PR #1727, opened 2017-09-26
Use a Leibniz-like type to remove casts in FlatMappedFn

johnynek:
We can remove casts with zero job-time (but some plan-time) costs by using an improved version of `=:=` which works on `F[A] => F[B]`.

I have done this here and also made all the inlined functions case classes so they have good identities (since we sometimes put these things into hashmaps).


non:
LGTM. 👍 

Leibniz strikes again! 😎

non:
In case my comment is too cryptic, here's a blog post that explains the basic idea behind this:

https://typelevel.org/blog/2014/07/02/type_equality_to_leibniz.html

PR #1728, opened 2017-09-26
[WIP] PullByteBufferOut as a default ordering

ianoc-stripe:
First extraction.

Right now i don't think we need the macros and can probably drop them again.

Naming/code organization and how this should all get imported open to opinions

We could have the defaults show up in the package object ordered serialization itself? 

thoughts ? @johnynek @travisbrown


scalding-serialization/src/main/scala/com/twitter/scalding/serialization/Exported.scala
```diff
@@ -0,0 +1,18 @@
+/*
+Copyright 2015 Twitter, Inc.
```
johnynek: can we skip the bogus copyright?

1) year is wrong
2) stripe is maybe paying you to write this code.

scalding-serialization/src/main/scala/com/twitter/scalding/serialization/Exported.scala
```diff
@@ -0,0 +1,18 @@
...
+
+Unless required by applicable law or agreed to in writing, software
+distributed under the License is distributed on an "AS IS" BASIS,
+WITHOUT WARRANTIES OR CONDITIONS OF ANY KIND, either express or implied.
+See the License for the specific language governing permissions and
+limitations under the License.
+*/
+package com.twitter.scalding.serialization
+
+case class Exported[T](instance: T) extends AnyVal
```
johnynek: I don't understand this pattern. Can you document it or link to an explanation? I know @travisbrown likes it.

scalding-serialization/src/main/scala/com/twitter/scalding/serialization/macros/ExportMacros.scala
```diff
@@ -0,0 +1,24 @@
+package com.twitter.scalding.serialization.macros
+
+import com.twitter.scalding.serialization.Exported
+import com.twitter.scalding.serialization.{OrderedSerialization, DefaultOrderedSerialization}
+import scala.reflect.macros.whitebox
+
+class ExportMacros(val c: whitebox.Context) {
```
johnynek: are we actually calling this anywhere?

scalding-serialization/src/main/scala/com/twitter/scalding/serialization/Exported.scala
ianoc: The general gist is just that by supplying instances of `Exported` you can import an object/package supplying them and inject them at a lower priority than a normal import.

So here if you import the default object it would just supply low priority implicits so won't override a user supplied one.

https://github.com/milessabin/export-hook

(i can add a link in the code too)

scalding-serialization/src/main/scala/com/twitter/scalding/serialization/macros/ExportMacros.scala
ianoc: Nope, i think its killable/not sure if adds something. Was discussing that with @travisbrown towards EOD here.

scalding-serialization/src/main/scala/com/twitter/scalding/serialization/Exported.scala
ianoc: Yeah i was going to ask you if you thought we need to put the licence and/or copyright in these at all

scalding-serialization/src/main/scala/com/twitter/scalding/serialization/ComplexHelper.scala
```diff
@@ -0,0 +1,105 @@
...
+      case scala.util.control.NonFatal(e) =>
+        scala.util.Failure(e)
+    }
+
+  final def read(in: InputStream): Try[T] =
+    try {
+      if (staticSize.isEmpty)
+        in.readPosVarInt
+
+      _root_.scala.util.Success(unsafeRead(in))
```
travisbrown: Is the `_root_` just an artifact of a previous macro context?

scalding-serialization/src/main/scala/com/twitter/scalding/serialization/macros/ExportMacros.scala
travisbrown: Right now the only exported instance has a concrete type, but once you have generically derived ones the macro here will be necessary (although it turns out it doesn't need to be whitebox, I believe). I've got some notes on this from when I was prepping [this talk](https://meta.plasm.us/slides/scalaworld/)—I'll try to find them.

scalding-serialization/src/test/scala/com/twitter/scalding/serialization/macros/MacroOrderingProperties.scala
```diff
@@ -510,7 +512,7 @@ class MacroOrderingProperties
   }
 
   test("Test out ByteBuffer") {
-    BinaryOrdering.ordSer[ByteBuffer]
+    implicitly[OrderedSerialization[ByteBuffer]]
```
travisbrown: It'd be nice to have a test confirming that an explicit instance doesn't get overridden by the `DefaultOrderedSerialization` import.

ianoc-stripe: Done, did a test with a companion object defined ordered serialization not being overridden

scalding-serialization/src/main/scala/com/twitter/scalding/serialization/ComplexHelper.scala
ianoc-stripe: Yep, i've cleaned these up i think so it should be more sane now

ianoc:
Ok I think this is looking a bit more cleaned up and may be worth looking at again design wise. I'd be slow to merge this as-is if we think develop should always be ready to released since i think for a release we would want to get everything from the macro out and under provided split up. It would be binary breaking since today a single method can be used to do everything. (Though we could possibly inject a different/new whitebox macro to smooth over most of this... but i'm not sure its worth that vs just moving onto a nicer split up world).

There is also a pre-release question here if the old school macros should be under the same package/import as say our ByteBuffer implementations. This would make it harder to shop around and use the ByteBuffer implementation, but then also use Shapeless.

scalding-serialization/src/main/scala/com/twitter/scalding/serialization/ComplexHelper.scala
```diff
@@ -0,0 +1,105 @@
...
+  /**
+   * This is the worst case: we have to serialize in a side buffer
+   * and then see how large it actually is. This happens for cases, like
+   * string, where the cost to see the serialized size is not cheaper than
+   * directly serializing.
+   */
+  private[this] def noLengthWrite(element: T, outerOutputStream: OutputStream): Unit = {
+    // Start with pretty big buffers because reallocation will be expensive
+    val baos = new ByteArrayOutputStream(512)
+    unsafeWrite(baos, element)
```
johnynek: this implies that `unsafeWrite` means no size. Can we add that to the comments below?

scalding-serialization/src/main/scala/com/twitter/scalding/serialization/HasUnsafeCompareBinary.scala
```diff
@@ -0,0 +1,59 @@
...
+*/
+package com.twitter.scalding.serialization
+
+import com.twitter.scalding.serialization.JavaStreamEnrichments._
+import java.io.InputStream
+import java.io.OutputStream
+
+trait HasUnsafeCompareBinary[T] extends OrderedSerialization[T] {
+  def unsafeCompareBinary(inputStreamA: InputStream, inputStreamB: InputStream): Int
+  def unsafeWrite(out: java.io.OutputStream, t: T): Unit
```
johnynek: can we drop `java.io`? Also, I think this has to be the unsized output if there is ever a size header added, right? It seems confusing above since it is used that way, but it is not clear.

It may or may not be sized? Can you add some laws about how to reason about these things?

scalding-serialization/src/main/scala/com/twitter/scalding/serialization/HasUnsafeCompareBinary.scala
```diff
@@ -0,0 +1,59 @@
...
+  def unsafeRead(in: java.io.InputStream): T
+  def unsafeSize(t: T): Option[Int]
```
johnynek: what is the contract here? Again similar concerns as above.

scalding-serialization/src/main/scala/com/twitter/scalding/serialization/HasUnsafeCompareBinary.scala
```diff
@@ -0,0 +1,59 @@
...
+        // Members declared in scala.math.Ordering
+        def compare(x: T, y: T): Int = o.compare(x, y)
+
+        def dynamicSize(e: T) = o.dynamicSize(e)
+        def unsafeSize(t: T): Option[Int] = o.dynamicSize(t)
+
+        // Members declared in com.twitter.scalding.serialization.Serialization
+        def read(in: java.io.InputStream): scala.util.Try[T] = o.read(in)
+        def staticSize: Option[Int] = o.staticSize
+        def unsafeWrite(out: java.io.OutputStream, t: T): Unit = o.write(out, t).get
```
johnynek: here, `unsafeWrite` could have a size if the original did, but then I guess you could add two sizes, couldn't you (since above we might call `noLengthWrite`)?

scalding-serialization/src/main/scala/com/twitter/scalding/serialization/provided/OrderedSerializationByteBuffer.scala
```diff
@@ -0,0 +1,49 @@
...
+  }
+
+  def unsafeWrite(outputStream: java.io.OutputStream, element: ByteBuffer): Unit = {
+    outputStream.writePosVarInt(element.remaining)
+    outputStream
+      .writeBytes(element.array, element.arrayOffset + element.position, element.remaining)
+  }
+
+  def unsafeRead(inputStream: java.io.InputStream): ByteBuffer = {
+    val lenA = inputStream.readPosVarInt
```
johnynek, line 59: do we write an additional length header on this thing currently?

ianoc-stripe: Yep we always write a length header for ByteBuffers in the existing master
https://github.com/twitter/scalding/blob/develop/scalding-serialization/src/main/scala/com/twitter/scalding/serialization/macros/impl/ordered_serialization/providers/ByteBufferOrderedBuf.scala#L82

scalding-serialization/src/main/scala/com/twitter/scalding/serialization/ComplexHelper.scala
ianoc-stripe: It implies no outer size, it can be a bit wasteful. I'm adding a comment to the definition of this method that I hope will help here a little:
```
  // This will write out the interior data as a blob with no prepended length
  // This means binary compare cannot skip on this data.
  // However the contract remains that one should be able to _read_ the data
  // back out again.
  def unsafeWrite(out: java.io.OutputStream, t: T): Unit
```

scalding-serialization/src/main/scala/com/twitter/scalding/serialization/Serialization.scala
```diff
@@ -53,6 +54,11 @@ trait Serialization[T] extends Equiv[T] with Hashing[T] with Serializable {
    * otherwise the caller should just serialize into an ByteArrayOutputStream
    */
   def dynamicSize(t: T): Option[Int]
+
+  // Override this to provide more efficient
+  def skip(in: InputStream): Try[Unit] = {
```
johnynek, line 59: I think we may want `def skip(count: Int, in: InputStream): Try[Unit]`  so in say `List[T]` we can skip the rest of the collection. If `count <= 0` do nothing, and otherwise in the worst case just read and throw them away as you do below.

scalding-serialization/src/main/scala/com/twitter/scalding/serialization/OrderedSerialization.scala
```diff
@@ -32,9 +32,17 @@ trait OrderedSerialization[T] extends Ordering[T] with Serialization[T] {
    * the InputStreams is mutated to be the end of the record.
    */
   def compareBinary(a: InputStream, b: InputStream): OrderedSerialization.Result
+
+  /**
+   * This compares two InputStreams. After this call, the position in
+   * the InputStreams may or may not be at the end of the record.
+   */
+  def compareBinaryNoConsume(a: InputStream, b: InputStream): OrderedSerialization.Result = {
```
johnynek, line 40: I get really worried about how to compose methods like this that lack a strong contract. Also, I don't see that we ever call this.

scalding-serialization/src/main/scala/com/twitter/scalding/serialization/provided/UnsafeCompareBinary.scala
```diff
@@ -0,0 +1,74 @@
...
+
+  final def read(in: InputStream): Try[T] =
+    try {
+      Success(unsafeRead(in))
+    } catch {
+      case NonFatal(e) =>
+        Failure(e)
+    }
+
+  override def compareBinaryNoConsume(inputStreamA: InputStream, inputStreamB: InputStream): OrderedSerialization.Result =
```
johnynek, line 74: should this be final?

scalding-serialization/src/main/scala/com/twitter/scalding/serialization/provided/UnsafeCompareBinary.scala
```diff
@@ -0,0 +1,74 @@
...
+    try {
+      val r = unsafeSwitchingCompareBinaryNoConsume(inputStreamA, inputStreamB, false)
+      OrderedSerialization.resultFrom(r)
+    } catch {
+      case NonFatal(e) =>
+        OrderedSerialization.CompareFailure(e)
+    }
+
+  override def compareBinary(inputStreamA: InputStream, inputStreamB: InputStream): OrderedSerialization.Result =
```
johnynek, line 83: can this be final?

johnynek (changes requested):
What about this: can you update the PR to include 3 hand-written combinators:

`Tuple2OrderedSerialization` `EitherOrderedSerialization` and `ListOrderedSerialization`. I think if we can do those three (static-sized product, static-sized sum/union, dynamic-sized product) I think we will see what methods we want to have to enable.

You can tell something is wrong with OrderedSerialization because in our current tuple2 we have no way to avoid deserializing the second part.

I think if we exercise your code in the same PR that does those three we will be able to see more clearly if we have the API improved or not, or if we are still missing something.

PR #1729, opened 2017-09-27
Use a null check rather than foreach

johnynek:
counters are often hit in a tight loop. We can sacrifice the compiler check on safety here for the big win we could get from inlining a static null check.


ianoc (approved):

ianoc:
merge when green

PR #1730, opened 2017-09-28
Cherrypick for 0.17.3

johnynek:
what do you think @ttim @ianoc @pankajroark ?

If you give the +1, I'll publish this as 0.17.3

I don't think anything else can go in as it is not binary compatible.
····················
### Problem statement
Determine which lines above include the word "casts", and report those lines in full.

### Expected output
Use a Leibniz-like type to remove casts in FlatMappedFn
We can remove casts with zero job-time (but some plan-time) costs by using an improved version of `=:=` which works on `F[A] => F[B]`.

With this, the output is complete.